Tomsk hotel managers say they assisted Navalny’s associates after his illness, and Navalny demands return of evidence now that inquiry deadline has passed
Last week, associates of Alexey Navalny revealed that they’d retrieved an apparently poison-laced water bottle from his hotel room in Tomsk. On September 21, a source at the hotel informed the news agency RIA Novosti that managers at the facility agreed to admit Navalny’s aides after learning that he’d fallen ill aboard his flight home to Moscow.
“We figured we’d help and decided to show them. Maybe it would turn out to be food poisoning from something in the mini-bar. I’d never seen it before, but anything can happen. I was present while we showed them the room,” a woman at the hotel told RIA Novosti.
The hotel manager said the establishment contacted Russia’s Consumer Protection Agency after Navalny’s associates reported that they’d recovered a Novichok-laced water bottle from his hotel room. State officials reportedly collected samples from the room but found no evidence of poison. The bottled water in question was apparently from a popular manufacturer (footage released by Navalny’s associates suggests that the water was from the “Saint Spring” company) and delivered by a “trusted supplier.” “I don’t know why there were so many bottles in the room. [Navalny] was the only occupant,” said RIA Novosti’s source.

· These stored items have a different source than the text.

PR #1198, opened 2018-03-17
Capture full rawBody even if formidable fails

chimmelb:
(if this gets accepted, definitely need to `squash` all the commits!)

Quick test can be run with `npm run grepTest "mime"`  (I use that locally in my `package.json`, and can remove if you don't want it in master)

Added processing that awaits for 'end' event from rawBody.

Tests try to simulate what a (slow/actual) network will do for data. If formidable fails, the connection processing finishes **before** the (full) request body is processed. In that case, `rawConnection.params.rawBody` is not available (empty) in middleware or actions. Tests also try to show that normal JSON/formidable processing still works and errors do not hang.

Thoughts on this? There are some comments I will remove, but wanted to check on the approach first.

I used this middleware when processing with my legacy stuff, simply looking for action input `mimeText`

```
var RawMimeMiddleware = {
      name: 'rawMime',
      global: false,
      priority: 1010,
      preProcessor: function (data) {
        if (data.connection.rawConnection && data.connection.rawConnection.params &&
            data.connection.rawConnection.params.rawBody) {
          data.params.mimeText = data.connection.rawConnection.params.rawBody.toString()
        }
      }
    }

    api.actions.addMiddleware(RawMimeMiddleware)
```

### DIFF
--- a/package.json
+++ b/package.json
@@ -83,7 +83,6 @@
     "postinstall": "echo 'To generate a new actionhero project, run \"npx actionhero generate\"'",
     "help": "node ./bin/actionhero help",
     "test": "cross-env NODE_ENV=test mocha",
-    "grepTest": "cross-env NODE_ENV=test mocha --grep $1",
     "pretest": "standard",
     "start": "node ./bin/actionhero",
     "docs": "jsdoc -c jsdoc-conf.json"
--- a/package.json
+++ b/package.json
@@ -83,6 +83,7 @@
     "postinstall": "echo 'To generate a new actionhero project, run \"npx actionhero generate\"'",
     "help": "node ./bin/actionhero help",
     "test": "cross-env NODE_ENV=test mocha",
+    "grepTest": "cross-env NODE_ENV=test mocha --grep $1",
     "pretest": "standard",
     "start": "node ./bin/actionhero",
     "docs": "jsdoc -c jsdoc-conf.json"
--- a/servers/web.js
+++ b/servers/web.js
@@ -479,26 +479,12 @@ module.exports = class WebServer extends ActionHero.Server {
         if (this.config.saveRawBody) {
           connection.rawConnection.req.on('data', (chunk) => { rawBody = Buffer.concat([rawBody, chunk]) })
         }
-        // let rawBody = Promise.resolve(Buffer.alloc(0))
-        // if (this.config.saveRawBody) {
-        //   rawBody = new Promise((resolve, reject) => {
-        //     let fullBody = Buffer.alloc(0)
-        //     if (!connection.rawConnection || !connection.rawConnection.req) {
-        //       return resolve(fullBody)
-        //     }
-        //     connection.rawConnection.req
-        //       .on('error', (err) => { reject(err) })
-        //       .on('aborted', () => { reject(new Error('Request aborted while saveRawBody')) })
-        //       .on('data', (chunk) => { fullBody = Buffer.concat([fullBody, chunk]) })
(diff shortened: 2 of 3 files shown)


servers/web.js
```diff
@@ -475,9 +475,18 @@ module.exports = class WebServer extends ActionHero.Server {
...
-          connection.rawConnection.req.on('data', (chunk) => { rawBody = Buffer.concat([rawBody, chunk]) })
+          rawBody = new Promise((resolve, reject) => {
+            let fullBody = Buffer.alloc(0)
+            connection.rawConnection.req
+              .on('data', (chunk) => { fullBody = Buffer.concat([fullBody, chunk]) })
+              .on('end', () => { resolve(fullBody) })
+          })
         }
 
         let {fields, files} = await new Promise((resolve) => {
```
chimmelb: Does setting `connection.error` do anything? Does not seem to affect anything (I thought it did before), but now I don't even know where it goes....

package.json
```diff
@@ -83,6 +83,7 @@
     "postinstall": "echo 'To generate a new actionhero project, run \"npx actionhero generate\"'",
     "help": "node ./bin/actionhero help",
     "test": "cross-env NODE_ENV=test mocha",
+    "grepTest": "cross-env NODE_ENV=test mocha --grep $1",
```
evantahler: please remove this

servers/web.js
evantahler: I don't think so.  where is that code?  I don't see it referenced here.

servers/web.js
```diff
@@ -475,9 +475,18 @@ module.exports = class WebServer extends ActionHero.Server {
           connection.rawConnection.form[i] = this.config.formOptions[i]
         }
 
-        let rawBody = Buffer.alloc(0)
+        // let rawBody = Buffer.alloc(0)
+        // if (this.config.saveRawBody) {
+        //   connection.rawConnection.req.on('data', (chunk) => { rawBody = Buffer.concat([rawBody, chunk]) })
+        // }
```
evantahler: please remove these comments

test/servers/web.js
```diff
@@ -4,12 +4,13 @@ const chai = require('chai')
...
 const expect = chai.expect
 chai.use(dirtyChai)
-
+const {PassThrough} = require('stream')
 const request = require('request-promise-native')
 const fs = require('fs')
 const os = require('os')
 const path = require('path')
 const {promisify} = require('util')
+// const {PassThrough} = require('stream')
```
evantahler: please remove this comment

servers/web.js
chimmelb: Sorry, the PR review didn't let me comment outside where there were changes. It's this line: https://github.com/actionhero/actionhero/blob/master/servers/web.js#L487  Nothing needs to be changed, but I just wanted to highlight it if there was dead code (or it wasn't updated with new ways of doing things...)

chimmelb:
PR comments addressed.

Also on September 21, in a blog post on his website, Navalny announced that he is demanding the return of the clothes taken from him when he was hospitalized in Omsk. Navalny’s request comes exactly a month since he was poisoned, timed to coincide with the expiration date of the Russian authorities’ preliminary inquiry into his sudden illness. “Given that Novichok was found on my body and that a contact method of exposure is very likely, my clothes are vital evidence,” Navalny explained.
On August 20, Alexey Navalny collapsed aboard a flight from Tomsk to Moscow, forcing an emergency landing in Omsk. Two days later, the opposition figure was moved to Berlin aboard an air ambulance for expert treatment.
On September 2, the German government announced that Navalny was exposed to a Novichok-class nerve agent. Without revealing its sources, the newspaper Der Spiegel reported that poison traces were found on one of Navalny’s water bottles.